Legoland, it’s been too long. I haven’t made it to plastic city in Windsor for a couple of years, so still haven’t seen the rather natty Aquarium they built in 2011 but I have a sneaky feeling that’s about to change.There are 18 sharks already established in the Aquarium, but last week four baby Bamboo sharks also took up residence in a pop-up nursery of colourful Duplo, including a bright train and bricks for them to swim through. Isn’t that sweet (and, um, a bit mad?) They’ll eventually join the big sharks currently residing at Atlantis, viewed by guests submerged in yellow submarines with giant underwater viewing windows. Frankly, that sounds too bonkers to miss.
Oxford Literary Festival, central Oxford, 16-24 March
Here comes the Oxford Literary Festival, a Who’s Who of exciting contemporary authors. How about Phillip Pullman, Joanne Harris, Ruth Rendell, Julian Barnes, Seamus Heaney and Hilary Mantel for starters? And for young people, Julia Donaldson, Charlie Higson, Alex Scheffler, Roger McGough?
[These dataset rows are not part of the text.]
Issue #2514, opened 2018-10-16
onedb crendentials for automation


jsfrerot:
**Description**
Allow onedb to load credentials from config file or env variable

**Use case**
When automating backup of opennebula, it would be useful to not have to hardcode the password

**Interface Changes**
onedb cli
maybe add option to load credentials from file or env variable. It could actually load the credentials from /etc/one/oned.conf

## Progress Status
- [x] Branch created 
- [x] Code committed to development branch
- [x] Testing - QA
- [x] Documentation 
- [ ] Release notes - resolved issues, compatibility, known issues
- [ ] Code committed to upstream release/hotfix branches
- [ ] Documentation committed to upstream release/hotfix branches

al3xhh:
This issue has been already implemented in this [commit](https://github.com/OpenNebula/one/commit/12cc18d64b37584bb5fd3c1d472a3512a174435a).

So mainly the credentials are read from the `oned.conf` and you just need to use the command `onedb upgrade` for example, without any connection parameter.

Closing this issue.

PR #2516, opened 2018-10-17
F #2514 look for ONE_DB_PASSWORD environment var

atodorov-storpool:
before falling back to interactive


atodorov-storpool:
The addressed issue is still open...

PR #2517, opened 2018-10-17
B #2474 Network model is not working in vCenter

joseangelgm:


joseangelgm:
Apply to:
- master
- one-5.6
- one-5.6-devel

Issue #2438, opened 2018-09-19
TM ssh transfers inconsistent state if disk online


vholer:
**Description**
When TM ssh cpds action is triggered (e.g. via onevm disk-saveas), it can transfer inconsistent state of the disk via scp if VM is running and using the disk. There is no domain fsfreeze (or, suspend or better blockcopy) to ensure the image isn't modified on hypervisor during the transfer to image datastore.

https://github.com/OpenNebula/one/blob/d46535394667a037f21db67c5e2b4d9736e587bb/src/tm_mad/ssh/cpds#L49

(applies only for latest image state, not a snapshot)

**Details**
 - Affected Component: Storage
 - Hypervisor: KVM
 - Version: 4.14, 5.0, 5.2, 5.4, 5.6, master

## Progress Status
- [x] Branch created 
- [x] Code committed to development branch
- [x] Testing - QA
- [ ] Documentation 
- [x] Release notes - resolved issues, compatibility, known issues
- [x] Code committed to upstream release/hotfix branches
- [ ] Documentation committed to upstream release/hotfix branches

PR #2528, opened 2018-10-19
B #2438 Try blockcopy, fsfreeze or suspend first in ssh/cpds

xorel:


tinova:
looks good, is it possible to have a test? also, to which branches does it apply?

xorel:
apply for:
 * master
 * one-5.6

Added test for stopped VM (https://github.com/OpenNebula/development/pull/386)

PR #2545, opened 2018-10-25
Add support for linuxcontainers addon

sergiojvg:


share/pkgs/Ubuntu/opennebula.sudoers
```diff
@@ -9,5 +9,8 @@ Cmnd_Alias ONE_OVS = /usr/bin/ovs-ofctl, /usr/bin/ovs-vsctl
 Cmnd_Alias ONE_XEN = /usr/sbin/xentop, /usr/sbin/xl, /usr/sbin/xm
 Cmnd_Alias ONE_CEPH = /usr/bin/rbd
 Cmnd_Alias ONE_HA = /bin/systemctl start opennebula-flow, /bin/systemctl stop opennebula-flow, /bin/systemctl start opennebula-gate, /bin/systemctl stop opennebula-gate, /usr/sbin/service opennebula-flow start, /usr/sbin/service opennebula-flow stop, /usr/sbin/service opennebula-gate start, /usr/sbin/service opennebula-gate stop
+Cmnd_Alias ONE_MOUNT = /bin/mount /var/tmp/*.raw /var/tmp/*, /bin/umount /var/tmp/*
```
rsmontero: This should be added to https://github.com/OpenNebula/one/blob/master/share/sudoers/sudo_commands.rb

Also review use of wild char * in sudo

vholer: Also, all platforms should be refreshed. Ideally, all these commands should be better under a single alias, so they can be easily identified and disabled (e.g., ONE_LXD or LXC).

src/datastore_mad/remotes/lxd_downloader.sh
```diff
@@ -0,0 +1,161 @@
...
+    ;;
+*)
+    terminal="/bin/bash"
+    read -r -d '' commands << EOT
+        echo "This distro is not supported by OpenNebula context" > /root/opennebula_context.log
+EOT
+    ;;
+esac
+
+cat << EOF | sudo chroot $tmp_dir/$id $terminal
```
vholer: Can't be used `fakeroot` somehow? Enable sudo chroot is big security issue.

src/datastore_mad/remotes/lxd_downloader.sh
```diff
@@ -0,0 +1,161 @@
...
+        mkfs.xfs -f $tmp_dir/$id.raw > /dev/null 2>&1
+        ;;
+    *)
+        mkfs.ext4 -F $tmp_dir/$id.raw > /dev/null 2>&1
+        ;;
+esac
+
+
+mkdir $tmp_dir/$id
+sudo mount $tmp_dir/$id.raw $tmp_dir/$id
```
vholer: I think there could be a different way if we focus only on ext4. Do all the necessary changes in the chroot and then copy into ext4 raw image directory by directory and file by file via `debugfs` command. Haven't tried it, it's a much harder way, but like it more than mount/sudo chroot... https://www.cs.montana.edu/courses/309/topics/4-disks/debugfs_example.html

src/datastore_mad/remotes/lxd_downloader.sh
```diff
@@ -0,0 +1,161 @@
...
+        $curl $context_url/v$selected_tag/one-context-$selected_tag-1.el7.noarch.rpm -Lsfo /root/context.rpm
+        yum install /root/context.rpm -y > /dev/null 2>&1
+EOT
+    ;;
+*alpine*)
+    terminal="/bin/bash"
+    read -r -d '' commands << EOT
+        echo "nameserver $dns_server" > /etc/resolv.conf
+        $curl $context_url/v$selected_tag/one-context-$selected_tag-1.el7.noarch.rpm -Lsfo /root/context.rpm
+        yum install /root/context.rpm -y > /dev/null 2>&1
```
vholer: Alpine is `apk add --allow-untrusted ...`

src/datastore_mad/remotes/lxd_downloader.sh
```diff
@@ -0,0 +1,161 @@
...
+    terminal="/bin/bash"
+    read -r -d '' commands << EOT
+        echo "This distro is not supported by OpenNebula context" > /root/opennebula_context.log
+EOT
+    ;;
+esac
+
+cat << EOF | sudo chroot $tmp_dir/$id $terminal
+$commands
+EOF
```
vholer: There should be some cleanup after `$commands` shared across all the appliances. E.g.:

- `rm -f /etc/resolv.conf`
- `rm -rf /etc/ssh/ssh_host_*`
- `usermod -p '*' root`

src/datastore_mad/remotes/lxd_downloader.sh
```diff
@@ -0,0 +1,161 @@
+#!/bin/bash
+
+get_tag_name () {
+    version=`oned -v | grep "is distributed" | awk '{print $2}'`
```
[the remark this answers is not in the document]
sergiojvg: Not sure if it's better to depend on a file that could even be deleted instead of the stable output of a command that will always succeed. @rsmontero, what do you think? Although...if we use that file to get the version number at the frontend for other tasks it could be better to unify.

The venues are primarily Christchurch College, Corpus Christi College, The Sheldonian Theatre and The Bodleian – more beautiful arenas are pretty tough to find anywhere in the world. The full programme is here, so it’s the perfect opportunity to inspire yourself or others close to you.
Jazz Brunch, Blenheim Palace , Sun 10 March
This is the first in a series of three Sunday morning jazz brunch concerts between 10-12.30pm in the Oxfordshire Pantry at the lovely Blenheim Palace. Order up big-styly with paninis, croque-monsieur, Welsh rarebit or porridge, and ignore your children behind the Sunday papers as they stick their hands down trombones and grab drumsticks from innocent musicians. Er, bliss!
10 March: Danny and the Barebones; 17 March: The Matthew Crook Trio; 24 March: Thames Trio. All 10-12.30pm.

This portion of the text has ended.